FX Talking: Survival of the fittest
FX markets have started the second quarter cautiously optimistic. This is based on the assumptions that price and activity data will allow the Federal Reserve to cut in the second half – and that policymakers have done enough to restore financial stability after bank failures last month. We think the dollar will weaken this year, but timing is everything
Two US regional banks have failed and one systemically important Swiss bank was close to the brink. Investors are rightly asking whether these events were just aberrations or the harbinger of broader distress after a decade of cheap money. What seems clear is that tighter credit conditions make a US hard landing and a sharp Federal Reserve easing cycle more likely. The question is when, not if, the dollar falls.

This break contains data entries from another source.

PR #3382, opened 2026-06-11
Fix `gettimeofday` not returning EFAULT for invalid timezone pointer

Marsman1996:
Add the `timezone_t` struct and handle  the `tz` parameter in the syscall handler.

https://elixir.bootlin.com/linux/v6.15/source/kernel/time/time.c#L140-L155
```C
SYSCALL_DEFINE2(gettimeofday, struct __kernel_old_timeval __user *, tv,
		struct timezone __user *, tz)
{
	if (likely(tv != NULL)) {
		struct timespec64 ts;

		ktime_get_real_ts64(&ts);
		if (put_user(ts.tv_sec, &tv->tv_sec) ||
		    put_user(ts.tv_nsec / 1000, &tv->tv_usec))
			return -EFAULT;
	}
	if (unlikely(tz != NULL)) {
		if (copy_to_user(tz, &sys_tz, sizeof(sys_tz)))
			return -EFAULT;
	}
	return 0;
}
```

The original comment says
```rust
// The use of the timezone structure is obsolete.
// Glibc sets the timezone_addr argument to NULL, so just ignore it.
```
But I cannot find the corresponding glibc code logic, 
and for glibc-2.43, it set `tz` to zero not set it to NULL
https://elixir.bootlin.com/glibc/glibc-2.43/source/sysdeps/unix/sysv/linux/gettimeofday.c#L31-L37
```C
static int
__gettimeofday_syscall (struct timeval *restrict tv, void *restrict tz)
{
  if (__glibc_unlikely (tz != NULL))
    memset (tz, 0, sizeof *tz);
  return INLINE_SYSCALL_CALL (gettimeofday, tv, tz);
}
```

### Describe the bug
When `gettimeofday` is called with a valid (or NULL) `tv` pointer but an invalid `tz` pointer (e.g., `0xDEAD0000`), 
Linux correctly returns -1 with `errno=EFAULT`. 
Asterinas does not return EFAULT because the `tz` parameter is never received by the syscall handler -- the dispatch at `kernel/src/syscall/arch/x86.rs:271` only passes one argument (`args[..1]`), so the invalid pointer is silently ignored and the syscall returns 0. 

### To Reproduce
```c
#define _GNU_SOURCE
#include <stdio.h>
#include <stdlib.h>
#include <errno.h>
#include <string.h>
#include <sys/time.h>
#include <sys/syscall.h>
#include <unistd.h>

/*
 * DIFF PoC: Test whether EFAULT is returned for bad tz pointer.
 *
 * Linux: gettimeofday(NULL, 0xDEAD0000) returns -1 with EFAULT.
 * Asterinas: tz parameter is ignored, so bad tz never causes EFAULT.
 *
 * Detection: Pass an invalid tz pointer and check if we get EFAULT.
 */
int main(void) {
    int ret;

    errno = 0;
    ret = syscall(SYS_gettimeofday, NULL, (void*)0xDEAD0000);

    if (ret == -1 && errno == EFAULT) {
        printf("VERDICT: LINUX behavior — bad tz pointer returns EFAULT (ret=%d, errno=EFAULT)\n", ret);
    } else if (ret == 0) {
        printf("VERDICT: ASTERINAS behavior — bad tz pointer is ignored, returns 0\n");
    } else {
        printf("VERDICT: UNKNOWN — ret=%d, errno=%s\n", ret, strerror(errno));
    }

    return 0;
}
```

### Expected behavior
On Linux, passing an invalid pointer as the `tz` argument to `gettimeofday` causes the kernel to return -1 with `errno` set to `EFAULT`, indicating that the pointer is outside the accessible address space.

### Log
- In Asterinas:
```
Expected: VERDICT: ASTERINAS behavior — bad tz pointer is ignored, returns 0
```
- In Linux:
```
VERDICT: LINUX behavior — bad tz pointer returns EFAULT (ret=-1, errno=EFAULT)
```


kernel/src/syscall/gettimeofday.rs
```diff
@@ -5,25 +5,27 @@ use ostd::mm::VmIo;
...
 
-    let time_val = {
-        let now = SystemTime::now();
-        let time_duration = now.duration_since(&SystemTime::UNIX_EPOCH)?;
-        timeval_t::from(time_duration)
-    };
-    ctx.user_space().write_val(timeval_addr, &time_val)?;
+    if timezone_addr != 0 {
+        let tz = timezone_t::default();
+        ctx.user_space().write_val(timezone_addr, &tz)?;
```
cchanging, line 28: I agree with Copilot that we can add a brief comment here explaining why we write the default value—for example, that this parameter is obsolete on Linux, and that we also haven’t implemented `settimeofday` yet.

test/initramfs/src/regression/time/gettimeofday/gettimeofday.c
```diff
@@ -0,0 +1,35 @@
+// SPDX-License-Identifier: MPL-2.0
+
+#define _GNU_SOURCE
```
cchanging, line 3: "regression/misc/gettimeofday.c" or "regression/time/gettimeofday.c"  may be a better place?

cchanging (commented):
Thanks for fixing this inconsistent behavior!

test/initramfs/src/regression/time/gettimeofday/gettimeofday.c
Marsman1996: maybe `regression/time/gettimeofday.c`

test/initramfs/src/regression/Makefile
```diff
@@ -21,6 +21,7 @@ SUBDIRS := \
 	network \
 	process \
 	scripts \
+	time \
 	security \
```
lrh2000, line 24: Keep it sorted.

test/initramfs/src/regression/time/run_test.sh
```diff
@@ -0,0 +1,7 @@
+#!/bin/sh
+
+# SPDX-License-Identifier: MPL-2.0
+
+set -e
+
+./gettimeofday/gettimeofday
```
lrh2000, line 9: Move `process/itimer` to this directory?

test/initramfs/src/regression/time/gettimeofday/gettimeofday.c
```diff
@@ -0,0 +1,35 @@
...
+}
+END_TEST()
+
+FN_TEST(gettimeofday_both_null_success)
+{
+	TEST_SUCC(syscall(SYS_gettimeofday, NULL, NULL));
+}
+END_TEST()
+
+FN_TEST(gettimeofday_valid_tv)
```
lrh2000, line 30: Add `gettimeofday_valid_tz` for consistency purposes?

test/initramfs/src/regression/time/run_test.sh
Marsman1996: Then how about clock_nanosleep and alarm?

lrh2000: Good catch! I think they also seem to be more related to time.

I didn't realize this because I just use `find . -name '*time*'`.

Marsman1996:
Ok, we never run the alarm test before, it was a dead test...
https://github.com/asterinas/asterinas/blob/f0958799ad220ef2f926e15b0bad07372d16a103/test/initramfs/src/regression/process/run_test.sh#L1-L83

kernel/src/time/mod.rs
```diff
@@ -171,3 +171,10 @@ pub struct itimerspec_t {
     pub it_interval: timespec_t,
     pub it_value: timespec_t,
 }
+
+#[repr(C)]
```
lrh2000, line 176:
```suggestion
/// This struct is corresponding to the `timezone` struct in Linux.
#[repr(C)]
```

Be consistent with:
```rust
/// This struct is corresponding to the `itimerval` struct in Linux.
#[repr(C)]
#[derive(Clone, Copy, Debug, Default, Pod)]
pub struct itimerval_t {
    pub it_interval: timeval_t,
    pub it_value: timeval_t,
}

/// This struct is corresponding to the `itimerspec` struct in Linux.
#[repr(C)]
#[derive(Clone, Copy, Debug, Default, Pod)]
pub struct itimerspec_t {
    pub it_interval: timespec_t,
    pub it_value: timespec_t,
}
```

lrh2000 (approved):

lrh2000:
> Ok, we never run the alarm test before, it was a dead test...

We have some dead tests (for various reasons). This is not the only one. However, fixing them is not within the scope of this PR...

cqs21 (approved):

cchanging (approved):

With core central banks still delivering one or two more rate hikes this quarter and inflation staying quite sticky, we think the dollar can probably bounce around in ranges. Hence our forecast for EUR/USD to be trading around 1.08 over the next month. Into the second half of the year, however, disinflationary trends should have become clearer, and the Fed will be acknowledging slowing activity. By year-end, EUR/USD should be trading at 1.15.
The outperformance of the Japanese yen is probably the conviction call on the back of US financial stress and a forthcoming Fed easing cycle. A further adjustment in Bank of Japan policy this June may help the yen too. Later in the year, however, higher oil prices will probably be the biggest risk to what otherwise looks like a 120 story in USD/JPY. The end of tightening cycles in many G10 economies also creates a tricky environment for commodity currencies. These should be performing better as the forthcoming Fed easing cycle is priced. Within that space, we prefer the oil exporting currencies of Canada and Norway based on our above consensus house view that Brent oil ends the year above $100/bbl.
We expect the British pound to remain relatively range-bound against European currencies. The same can be said for the Swiss franc, where the Swiss National Bank looks to be actively controlling its spot value through FX intervention on both sides of the market.
In the CEE region, the Hungarian forint and Czech koruna remain our top picks. The Polish zloty may well struggle to rally much further. Among the rest of the region, investors will watch political developments in Israel and Turkey with caution. And it even seems that South Africa’s central bank is expecting the rand to weaken.
Elsewhere in emerging markets, the Mexican peso should hold gains and strengthen further this year on the nearshoring story. The outlook is far less certain for the Brazilian real. And in Asia, it looks too early to expect a broad USD/Asia decline. Here, the external trade position is not as strong as it needs to be to deliver the broad gains in Asian currencies one normally expects as we head into a Fed easing cycle.